Collected data entries
*** Begin section ***

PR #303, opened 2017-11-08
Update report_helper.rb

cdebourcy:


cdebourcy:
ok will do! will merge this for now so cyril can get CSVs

*** End section ***
*** Begin section ***

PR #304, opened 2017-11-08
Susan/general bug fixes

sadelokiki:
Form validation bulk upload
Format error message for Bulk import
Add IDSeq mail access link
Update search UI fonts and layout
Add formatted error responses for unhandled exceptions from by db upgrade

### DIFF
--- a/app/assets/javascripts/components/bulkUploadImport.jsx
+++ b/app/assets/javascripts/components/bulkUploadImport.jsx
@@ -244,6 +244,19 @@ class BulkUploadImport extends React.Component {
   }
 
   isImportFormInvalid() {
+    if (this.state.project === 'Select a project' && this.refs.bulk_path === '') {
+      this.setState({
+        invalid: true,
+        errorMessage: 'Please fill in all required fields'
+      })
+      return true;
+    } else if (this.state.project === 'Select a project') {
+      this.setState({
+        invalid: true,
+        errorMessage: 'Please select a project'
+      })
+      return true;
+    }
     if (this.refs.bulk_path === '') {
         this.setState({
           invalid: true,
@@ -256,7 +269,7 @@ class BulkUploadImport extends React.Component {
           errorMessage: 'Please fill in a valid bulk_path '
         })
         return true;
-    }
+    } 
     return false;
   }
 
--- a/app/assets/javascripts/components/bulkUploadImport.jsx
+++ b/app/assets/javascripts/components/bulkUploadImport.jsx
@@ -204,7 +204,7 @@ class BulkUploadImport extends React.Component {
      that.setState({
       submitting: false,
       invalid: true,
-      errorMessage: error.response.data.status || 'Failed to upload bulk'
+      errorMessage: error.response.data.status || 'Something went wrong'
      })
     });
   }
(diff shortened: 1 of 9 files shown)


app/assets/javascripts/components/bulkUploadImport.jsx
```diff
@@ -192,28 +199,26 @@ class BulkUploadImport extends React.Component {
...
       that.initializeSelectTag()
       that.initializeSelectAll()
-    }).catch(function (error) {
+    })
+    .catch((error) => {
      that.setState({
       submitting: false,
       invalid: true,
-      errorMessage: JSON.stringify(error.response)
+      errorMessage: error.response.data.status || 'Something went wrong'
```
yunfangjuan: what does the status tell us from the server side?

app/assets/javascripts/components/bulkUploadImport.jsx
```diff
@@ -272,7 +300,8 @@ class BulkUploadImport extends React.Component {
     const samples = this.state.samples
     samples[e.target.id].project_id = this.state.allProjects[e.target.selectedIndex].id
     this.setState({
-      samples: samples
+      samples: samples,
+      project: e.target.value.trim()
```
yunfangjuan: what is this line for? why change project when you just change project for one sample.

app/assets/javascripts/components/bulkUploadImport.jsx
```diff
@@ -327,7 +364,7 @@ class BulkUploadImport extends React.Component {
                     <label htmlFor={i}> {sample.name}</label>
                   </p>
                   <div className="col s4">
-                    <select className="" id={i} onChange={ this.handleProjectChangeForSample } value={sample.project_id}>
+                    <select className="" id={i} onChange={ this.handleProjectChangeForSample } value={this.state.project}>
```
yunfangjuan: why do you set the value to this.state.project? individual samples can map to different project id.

*** End section ***

* INSTRUCTIONS TO FOLLOW *
Read the data above. Pull out each line in which the string "value" appears.

* THE COMPLETED TASK *
+      project: e.target.value.trim()
-                    <select className="" id={i} onChange={ this.handleProjectChangeForSample } value={sample.project_id}>
+                    <select className="" id={i} onChange={ this.handleProjectChangeForSample } value={this.state.project}>
yunfangjuan: why do you set the value to this.state.project? individual samples can map to different project id.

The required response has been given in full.